Data to examine
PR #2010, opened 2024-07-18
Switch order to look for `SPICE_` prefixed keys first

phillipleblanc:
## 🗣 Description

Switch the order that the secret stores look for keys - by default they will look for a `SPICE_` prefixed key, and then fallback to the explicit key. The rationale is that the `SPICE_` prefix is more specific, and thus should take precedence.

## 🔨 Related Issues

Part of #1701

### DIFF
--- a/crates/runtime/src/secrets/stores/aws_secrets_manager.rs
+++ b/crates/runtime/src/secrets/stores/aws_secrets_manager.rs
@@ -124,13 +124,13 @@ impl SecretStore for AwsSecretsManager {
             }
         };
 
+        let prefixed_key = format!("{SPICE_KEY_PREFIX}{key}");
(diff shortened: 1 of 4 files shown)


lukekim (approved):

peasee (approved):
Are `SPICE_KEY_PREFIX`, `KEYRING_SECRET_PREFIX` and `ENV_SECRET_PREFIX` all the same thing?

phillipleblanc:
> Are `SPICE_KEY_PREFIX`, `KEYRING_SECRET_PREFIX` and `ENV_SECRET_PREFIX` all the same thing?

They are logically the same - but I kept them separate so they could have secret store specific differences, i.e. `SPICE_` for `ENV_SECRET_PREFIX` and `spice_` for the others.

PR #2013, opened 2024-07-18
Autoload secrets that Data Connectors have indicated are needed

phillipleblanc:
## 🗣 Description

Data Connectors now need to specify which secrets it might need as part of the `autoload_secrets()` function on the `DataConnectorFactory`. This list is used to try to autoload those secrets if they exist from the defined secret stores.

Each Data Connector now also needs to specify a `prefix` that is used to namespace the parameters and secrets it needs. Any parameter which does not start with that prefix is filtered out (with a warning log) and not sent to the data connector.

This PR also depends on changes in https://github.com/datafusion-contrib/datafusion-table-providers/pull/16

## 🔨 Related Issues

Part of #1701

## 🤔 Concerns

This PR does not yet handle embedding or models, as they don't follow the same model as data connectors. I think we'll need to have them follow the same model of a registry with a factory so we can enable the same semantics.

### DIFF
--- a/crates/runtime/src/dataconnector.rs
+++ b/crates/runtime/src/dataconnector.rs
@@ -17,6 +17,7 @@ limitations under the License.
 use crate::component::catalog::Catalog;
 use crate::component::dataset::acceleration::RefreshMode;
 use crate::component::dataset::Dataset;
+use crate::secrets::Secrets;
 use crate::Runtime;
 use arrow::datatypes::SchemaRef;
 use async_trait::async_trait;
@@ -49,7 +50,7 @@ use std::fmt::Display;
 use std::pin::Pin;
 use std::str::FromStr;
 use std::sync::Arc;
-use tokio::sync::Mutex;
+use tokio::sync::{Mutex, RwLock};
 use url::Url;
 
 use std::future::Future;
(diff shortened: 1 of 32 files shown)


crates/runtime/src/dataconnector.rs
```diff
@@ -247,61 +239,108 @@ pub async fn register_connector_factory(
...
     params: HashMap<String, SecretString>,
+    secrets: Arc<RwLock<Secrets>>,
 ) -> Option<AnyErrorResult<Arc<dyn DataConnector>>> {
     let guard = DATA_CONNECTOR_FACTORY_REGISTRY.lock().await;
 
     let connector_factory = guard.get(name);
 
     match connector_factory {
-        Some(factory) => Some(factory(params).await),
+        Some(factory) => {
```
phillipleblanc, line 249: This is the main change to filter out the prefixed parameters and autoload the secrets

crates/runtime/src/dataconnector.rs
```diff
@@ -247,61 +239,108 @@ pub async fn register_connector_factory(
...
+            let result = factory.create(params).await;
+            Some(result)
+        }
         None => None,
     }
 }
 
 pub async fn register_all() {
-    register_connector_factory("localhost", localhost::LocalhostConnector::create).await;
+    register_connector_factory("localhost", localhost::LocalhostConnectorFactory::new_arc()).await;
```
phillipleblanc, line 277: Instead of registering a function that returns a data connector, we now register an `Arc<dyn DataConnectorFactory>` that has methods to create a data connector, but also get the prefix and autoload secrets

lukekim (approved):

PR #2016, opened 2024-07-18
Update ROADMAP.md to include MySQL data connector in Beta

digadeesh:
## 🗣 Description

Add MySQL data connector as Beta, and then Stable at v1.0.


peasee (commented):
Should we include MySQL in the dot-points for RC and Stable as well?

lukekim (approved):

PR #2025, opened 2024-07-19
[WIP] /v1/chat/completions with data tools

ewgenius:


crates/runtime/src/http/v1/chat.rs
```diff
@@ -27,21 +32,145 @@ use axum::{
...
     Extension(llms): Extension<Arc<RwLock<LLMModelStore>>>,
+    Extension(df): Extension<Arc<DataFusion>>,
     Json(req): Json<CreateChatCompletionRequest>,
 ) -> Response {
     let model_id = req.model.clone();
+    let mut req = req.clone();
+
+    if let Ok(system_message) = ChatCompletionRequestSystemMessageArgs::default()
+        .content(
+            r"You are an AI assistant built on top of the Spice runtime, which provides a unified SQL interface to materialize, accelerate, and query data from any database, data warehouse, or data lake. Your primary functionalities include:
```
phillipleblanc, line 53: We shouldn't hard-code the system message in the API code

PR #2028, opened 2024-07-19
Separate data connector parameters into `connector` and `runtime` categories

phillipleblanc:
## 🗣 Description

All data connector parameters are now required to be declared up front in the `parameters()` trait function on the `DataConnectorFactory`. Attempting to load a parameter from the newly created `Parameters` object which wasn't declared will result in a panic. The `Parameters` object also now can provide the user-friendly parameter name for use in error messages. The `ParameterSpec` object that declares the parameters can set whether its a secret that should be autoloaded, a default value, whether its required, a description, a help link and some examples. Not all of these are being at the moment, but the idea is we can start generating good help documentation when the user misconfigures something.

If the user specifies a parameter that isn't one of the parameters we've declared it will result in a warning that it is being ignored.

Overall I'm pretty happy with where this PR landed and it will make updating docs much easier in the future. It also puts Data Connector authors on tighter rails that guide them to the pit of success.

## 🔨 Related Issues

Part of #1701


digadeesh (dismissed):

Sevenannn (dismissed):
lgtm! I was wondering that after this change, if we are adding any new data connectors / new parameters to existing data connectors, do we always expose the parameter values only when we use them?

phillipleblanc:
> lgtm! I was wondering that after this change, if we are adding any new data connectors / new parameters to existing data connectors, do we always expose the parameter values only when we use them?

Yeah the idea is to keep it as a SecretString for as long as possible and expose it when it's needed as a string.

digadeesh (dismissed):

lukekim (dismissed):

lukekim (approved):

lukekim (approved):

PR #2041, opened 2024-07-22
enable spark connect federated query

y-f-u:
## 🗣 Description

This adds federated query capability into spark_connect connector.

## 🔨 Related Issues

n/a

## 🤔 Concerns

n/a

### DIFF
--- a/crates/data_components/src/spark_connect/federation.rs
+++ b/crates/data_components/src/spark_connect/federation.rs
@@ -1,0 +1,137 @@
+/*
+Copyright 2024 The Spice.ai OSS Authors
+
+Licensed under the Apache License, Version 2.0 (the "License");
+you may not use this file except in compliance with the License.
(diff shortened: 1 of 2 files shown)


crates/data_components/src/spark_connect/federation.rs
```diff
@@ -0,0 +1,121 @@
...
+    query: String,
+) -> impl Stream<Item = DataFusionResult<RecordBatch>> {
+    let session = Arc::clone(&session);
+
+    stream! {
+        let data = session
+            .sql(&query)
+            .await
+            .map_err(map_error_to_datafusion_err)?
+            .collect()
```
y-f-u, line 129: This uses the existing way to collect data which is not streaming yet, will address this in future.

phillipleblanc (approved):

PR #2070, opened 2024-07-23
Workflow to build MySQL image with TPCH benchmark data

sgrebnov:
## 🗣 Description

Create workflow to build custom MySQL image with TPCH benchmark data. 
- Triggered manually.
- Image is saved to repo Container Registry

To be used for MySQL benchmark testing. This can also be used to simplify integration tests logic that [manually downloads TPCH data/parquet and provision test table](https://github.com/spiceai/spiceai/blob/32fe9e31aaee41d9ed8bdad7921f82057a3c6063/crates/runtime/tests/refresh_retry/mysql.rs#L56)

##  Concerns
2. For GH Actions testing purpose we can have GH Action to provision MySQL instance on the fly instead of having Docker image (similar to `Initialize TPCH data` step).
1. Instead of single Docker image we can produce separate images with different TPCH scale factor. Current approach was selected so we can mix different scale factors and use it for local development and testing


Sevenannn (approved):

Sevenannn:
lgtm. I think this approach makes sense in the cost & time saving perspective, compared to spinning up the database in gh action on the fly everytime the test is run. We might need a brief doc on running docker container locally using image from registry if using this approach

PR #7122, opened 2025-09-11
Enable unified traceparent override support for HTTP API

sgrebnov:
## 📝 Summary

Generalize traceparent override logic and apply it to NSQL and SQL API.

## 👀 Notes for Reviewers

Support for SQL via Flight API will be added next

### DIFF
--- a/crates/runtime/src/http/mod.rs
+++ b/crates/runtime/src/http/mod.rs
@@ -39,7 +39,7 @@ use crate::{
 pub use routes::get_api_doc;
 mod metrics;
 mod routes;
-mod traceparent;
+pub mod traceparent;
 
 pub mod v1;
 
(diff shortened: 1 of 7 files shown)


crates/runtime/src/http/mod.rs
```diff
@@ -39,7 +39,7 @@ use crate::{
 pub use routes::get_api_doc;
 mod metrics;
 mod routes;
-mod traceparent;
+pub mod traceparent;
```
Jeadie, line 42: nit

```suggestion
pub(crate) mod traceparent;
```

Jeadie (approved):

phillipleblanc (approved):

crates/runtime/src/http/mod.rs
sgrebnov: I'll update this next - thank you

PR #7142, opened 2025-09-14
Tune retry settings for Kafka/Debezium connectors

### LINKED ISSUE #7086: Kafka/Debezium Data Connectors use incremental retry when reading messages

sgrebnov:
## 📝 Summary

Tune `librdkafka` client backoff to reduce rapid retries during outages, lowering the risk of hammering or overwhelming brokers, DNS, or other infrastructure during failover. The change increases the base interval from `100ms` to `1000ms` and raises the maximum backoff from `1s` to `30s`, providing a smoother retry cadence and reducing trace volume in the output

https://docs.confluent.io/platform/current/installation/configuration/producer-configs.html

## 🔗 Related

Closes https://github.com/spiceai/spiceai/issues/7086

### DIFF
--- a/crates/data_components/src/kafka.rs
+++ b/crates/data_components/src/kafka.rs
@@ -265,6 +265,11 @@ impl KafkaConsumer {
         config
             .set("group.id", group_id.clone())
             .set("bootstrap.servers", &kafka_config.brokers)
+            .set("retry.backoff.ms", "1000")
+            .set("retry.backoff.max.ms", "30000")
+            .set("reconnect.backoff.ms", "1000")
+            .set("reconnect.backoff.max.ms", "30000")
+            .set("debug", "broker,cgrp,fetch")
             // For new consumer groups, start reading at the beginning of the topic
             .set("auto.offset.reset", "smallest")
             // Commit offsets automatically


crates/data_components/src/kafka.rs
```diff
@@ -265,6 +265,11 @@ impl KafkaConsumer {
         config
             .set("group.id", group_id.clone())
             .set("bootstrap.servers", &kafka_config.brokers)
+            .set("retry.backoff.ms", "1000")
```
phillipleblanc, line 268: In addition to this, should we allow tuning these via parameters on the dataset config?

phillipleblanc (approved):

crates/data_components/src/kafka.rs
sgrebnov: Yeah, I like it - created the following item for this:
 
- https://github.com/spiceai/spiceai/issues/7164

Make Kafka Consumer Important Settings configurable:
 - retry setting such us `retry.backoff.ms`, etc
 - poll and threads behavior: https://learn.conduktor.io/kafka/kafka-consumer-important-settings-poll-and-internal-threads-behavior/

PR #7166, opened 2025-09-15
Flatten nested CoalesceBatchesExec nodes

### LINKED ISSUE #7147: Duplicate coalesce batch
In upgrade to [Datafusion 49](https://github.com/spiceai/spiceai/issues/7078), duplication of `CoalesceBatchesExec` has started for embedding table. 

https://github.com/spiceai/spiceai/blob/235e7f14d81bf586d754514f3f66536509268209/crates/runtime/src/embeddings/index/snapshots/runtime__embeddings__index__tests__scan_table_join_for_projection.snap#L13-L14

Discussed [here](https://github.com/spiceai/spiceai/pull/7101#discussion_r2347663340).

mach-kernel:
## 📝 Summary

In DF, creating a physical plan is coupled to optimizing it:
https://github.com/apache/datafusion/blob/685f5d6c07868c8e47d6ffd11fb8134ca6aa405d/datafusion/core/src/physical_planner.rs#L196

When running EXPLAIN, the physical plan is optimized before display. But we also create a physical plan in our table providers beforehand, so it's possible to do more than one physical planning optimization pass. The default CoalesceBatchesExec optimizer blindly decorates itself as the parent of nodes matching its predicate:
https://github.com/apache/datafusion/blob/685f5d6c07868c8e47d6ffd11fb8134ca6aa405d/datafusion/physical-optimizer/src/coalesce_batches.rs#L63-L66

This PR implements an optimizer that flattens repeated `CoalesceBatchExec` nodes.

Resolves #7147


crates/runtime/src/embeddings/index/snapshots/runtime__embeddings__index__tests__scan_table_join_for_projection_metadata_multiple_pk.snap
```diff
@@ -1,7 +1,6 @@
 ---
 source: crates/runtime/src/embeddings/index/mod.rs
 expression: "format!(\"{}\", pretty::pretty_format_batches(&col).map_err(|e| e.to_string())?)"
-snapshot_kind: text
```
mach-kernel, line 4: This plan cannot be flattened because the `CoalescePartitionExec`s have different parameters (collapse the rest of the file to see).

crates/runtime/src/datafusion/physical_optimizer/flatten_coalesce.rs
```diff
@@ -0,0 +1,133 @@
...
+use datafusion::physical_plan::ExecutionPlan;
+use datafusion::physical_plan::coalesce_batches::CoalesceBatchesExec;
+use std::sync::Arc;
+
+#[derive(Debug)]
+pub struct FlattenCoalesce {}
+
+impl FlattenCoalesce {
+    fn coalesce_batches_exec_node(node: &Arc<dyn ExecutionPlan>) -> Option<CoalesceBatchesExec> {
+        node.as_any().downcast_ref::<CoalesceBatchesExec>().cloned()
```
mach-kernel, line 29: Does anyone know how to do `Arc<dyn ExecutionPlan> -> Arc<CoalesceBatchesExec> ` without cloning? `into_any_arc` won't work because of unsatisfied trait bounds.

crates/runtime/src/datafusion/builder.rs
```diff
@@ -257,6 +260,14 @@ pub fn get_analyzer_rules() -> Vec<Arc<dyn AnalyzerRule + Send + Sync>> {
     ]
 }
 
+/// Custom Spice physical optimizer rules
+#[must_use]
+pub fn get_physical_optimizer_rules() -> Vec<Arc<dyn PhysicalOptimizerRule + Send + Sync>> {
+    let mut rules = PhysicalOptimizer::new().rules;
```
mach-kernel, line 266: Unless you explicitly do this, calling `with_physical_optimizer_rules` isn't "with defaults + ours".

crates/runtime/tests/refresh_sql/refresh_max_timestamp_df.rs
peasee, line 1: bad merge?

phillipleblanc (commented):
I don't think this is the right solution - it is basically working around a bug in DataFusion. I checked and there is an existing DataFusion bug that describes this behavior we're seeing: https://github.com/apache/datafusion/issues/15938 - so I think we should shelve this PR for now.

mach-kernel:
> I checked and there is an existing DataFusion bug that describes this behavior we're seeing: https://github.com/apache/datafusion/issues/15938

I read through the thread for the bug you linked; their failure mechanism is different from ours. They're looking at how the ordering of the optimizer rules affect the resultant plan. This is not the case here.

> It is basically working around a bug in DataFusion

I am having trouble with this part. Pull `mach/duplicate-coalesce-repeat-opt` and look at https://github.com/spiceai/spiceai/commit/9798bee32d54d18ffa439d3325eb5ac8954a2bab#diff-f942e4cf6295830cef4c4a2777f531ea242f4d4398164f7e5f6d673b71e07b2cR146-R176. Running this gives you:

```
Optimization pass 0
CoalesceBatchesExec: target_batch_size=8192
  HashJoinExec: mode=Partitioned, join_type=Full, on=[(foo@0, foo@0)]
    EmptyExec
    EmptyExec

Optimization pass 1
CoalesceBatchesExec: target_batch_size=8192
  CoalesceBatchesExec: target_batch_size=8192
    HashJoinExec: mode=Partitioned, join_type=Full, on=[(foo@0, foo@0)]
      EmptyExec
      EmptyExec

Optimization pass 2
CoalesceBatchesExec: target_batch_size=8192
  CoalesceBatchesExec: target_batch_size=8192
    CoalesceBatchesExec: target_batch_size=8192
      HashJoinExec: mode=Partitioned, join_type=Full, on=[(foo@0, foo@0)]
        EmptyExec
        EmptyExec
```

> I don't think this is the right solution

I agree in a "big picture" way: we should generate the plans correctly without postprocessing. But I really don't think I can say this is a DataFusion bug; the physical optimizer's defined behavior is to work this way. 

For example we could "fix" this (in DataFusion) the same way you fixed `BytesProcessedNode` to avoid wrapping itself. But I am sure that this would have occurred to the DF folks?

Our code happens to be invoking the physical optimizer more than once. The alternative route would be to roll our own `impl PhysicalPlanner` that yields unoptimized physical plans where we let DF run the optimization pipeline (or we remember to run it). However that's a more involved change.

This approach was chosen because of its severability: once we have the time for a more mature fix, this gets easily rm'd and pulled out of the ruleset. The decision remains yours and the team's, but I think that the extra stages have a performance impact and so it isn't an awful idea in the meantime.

What to do
Extract the lines of the preceding material that run from the line with "PR #2025, opened 2024-07-19" through the line with "PR #2028, opened 2024-07-19", inclusive, reproducing them exactly and adding nothing.

Answer to the exercise
PR #2025, opened 2024-07-19
[WIP] /v1/chat/completions with data tools

ewgenius:


crates/runtime/src/http/v1/chat.rs
```diff
@@ -27,21 +32,145 @@ use axum::{
...
     Extension(llms): Extension<Arc<RwLock<LLMModelStore>>>,
+    Extension(df): Extension<Arc<DataFusion>>,
     Json(req): Json<CreateChatCompletionRequest>,
 ) -> Response {
     let model_id = req.model.clone();
+    let mut req = req.clone();
+
+    if let Ok(system_message) = ChatCompletionRequestSystemMessageArgs::default()
+        .content(
+            r"You are an AI assistant built on top of the Spice runtime, which provides a unified SQL interface to materialize, accelerate, and query data from any database, data warehouse, or data lake. Your primary functionalities include:
```
phillipleblanc, line 53: We shouldn't hard-code the system message in the API code

PR #2028, opened 2024-07-19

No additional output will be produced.